Last time Bradley put pineapple on my pizza, I’d taken it out the back and fired ten rounds dead through the centre of it. Good to see he’d got the message.
“So what’s in the truck?”
“I just brought a few extra bits and pieces. Party poppers, balloons, a cake. And games. We can’t have a party without party games.”
“Yes, we can. I’m not playing strip poker again.”
“Oh, don’t be so boring. We can just play beer pong and Twister. Now will you help me carry some of this stuff?”
Twister. Great. My temples throbbed again, the steady pulse of a Bradley-induced headache. I picked up a grocery sack containing nothing healthy at all and carted it into the kitchen then went back for another. How much had he bought? There couldn’t be more than ten people coming, surely?
At least I got a reprieve from carrying duty when my phone rang. Saved by the bell. It was Tia checking I’d received her present.
“Sure did. Thanks, honey.”
“You’re so welcome! I can’t believe I’m missing out on a party. Exams suck.”
“How about I fly you out when they’re finished?”
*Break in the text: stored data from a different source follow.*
PR #2974, opened 2022-03-31
Allow configuration of channels for retunable media elements

colinhowe:
Adds channels to the tuner:
image

Adds channels to the admin side:
image

### DIFF
--- a/functions/src/venue.ts
+++ b/functions/src/venue.ts
@@ -1190,22 +1190,10 @@ export const upsertChannel = functions.https.onCall(async (data, context) => {
   await throwErrorIfNeitherWorldNorSpaceOwner({
     spaceId,
     worldId: space.worldId,
-    // eslint-disable-next-line @typescript-eslint/ban-ts-comment
-    // @ts-ignore
-    userId: context.auth.token.user_id,
+    userId: context.auth?.token.user_id,
   });
 
-  const doc = await admin.firestore().collection("venues").doc(spaceId).get();
-
-  if (!doc || !doc.exists) {
-    throw new HttpsError("not-found", `Space ${spaceId} not found`);
-  }
-  const docData = doc.data();
-  if (!docData) {
-    throw new HttpsError("internal", `Data not found`);
-  }
-
-  let channels = docData.channels || [];
+  let channels = space.channels || [];
 
   if (typeof channelIndex !== "number") {
     channels = [...channels, channel];
@@ -1224,21 +1212,10 @@ export const deleteChannel = functions.https.onCall(async (data, context) => {
   await throwErrorIfNeitherWorldNorSpaceOwner({
     spaceId,
     worldId: space.worldId,
-    // eslint-disable-next-line @typescript-eslint/ban-ts-comment
-    // @ts-ignore
-    userId: context.auth.token.user_id,
+    userId: context.auth?.token.user_id,
   });
-  const doc = await admin.firestore().collection("venues").doc(spaceId).get();
 
-  if (!doc || !doc.exists) {
-    throw new HttpsError("not-found", `Space ${spaceId} not found`);
-  }
-  const docData = doc.data();
-  if (!docData) {
-    throw new HttpsError("internal", `Data not found`);
-  }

Luke seemed to be in Virginia for the foreseeable future, so I didn’t see how he could object.
“That would be awesome!”
“You’ve got to study first, though.”
“I’m already gone.”
Tia went back to her books, and by seven thirty, my movie screening room had been turned into a riot of confetti and streamers. People began to arrive, starting with Nate and Carmen. No surprises there. Nate was never late for anything. He had one of those radio-controlled watches, and he lived by it. Of course, since he’d designed the thing himself, it also contained a GPS transmitter and a miniature radio, and if you set the alarm for 11:06, you had fifteen seconds to get out of the way before it blew a really big hole in something. He gave me a slightly awkward hug, and Carmen squashed the breath out of me.
The others trickled in over the next half hour. Mack and Luke, Nick, Dan, Alex, and Jed, plus Logan and three others from Blackwood—Evan, Jack, and Malachi.
Bradley had ordered enough pizza to feed a battalion, plus fries, onion rings, wings, and dips. It was a good thing Toby had left two days ago to visit his sister in Idaho because he’d have had a heart attack at the sight of that lot.
“How many people did you invite?” I asked my darling assistant.
“Just the people here, plus Gage, but he got held up in the office.”
“We’ve got two pizzas each.”
“People get hungry.”
Food and drink covered every surface, and we barely made a dent in it. I took a couple of deep dish pepperonis and a plate full of other snacks out to Seth and Mick in the guardhouse—at least that was a bit more of it gone.
Nate stretched his arms above his head, leaning back on one of the sofas. “Time for a movie? I can’t eat another mouthful.”
“No!” Bradley said. “We haven’t even started the cake.”
“But—”
Too late; he’d gone.
To give him his credit, the cake he wheeled in five minutes later was a work of art. Three enormous layers covered in waves of milk, dark, and white chocolate topped off with glitter. Almost too pretty to eat. The top tier held thirty-three candles, and Nick handed me a fire extinguisher.
Oh, very funny.
“Make a wish,” Bradley cried.
I did. A crazy wish for the only thing I wanted, which was also the one thing I could never have. Black.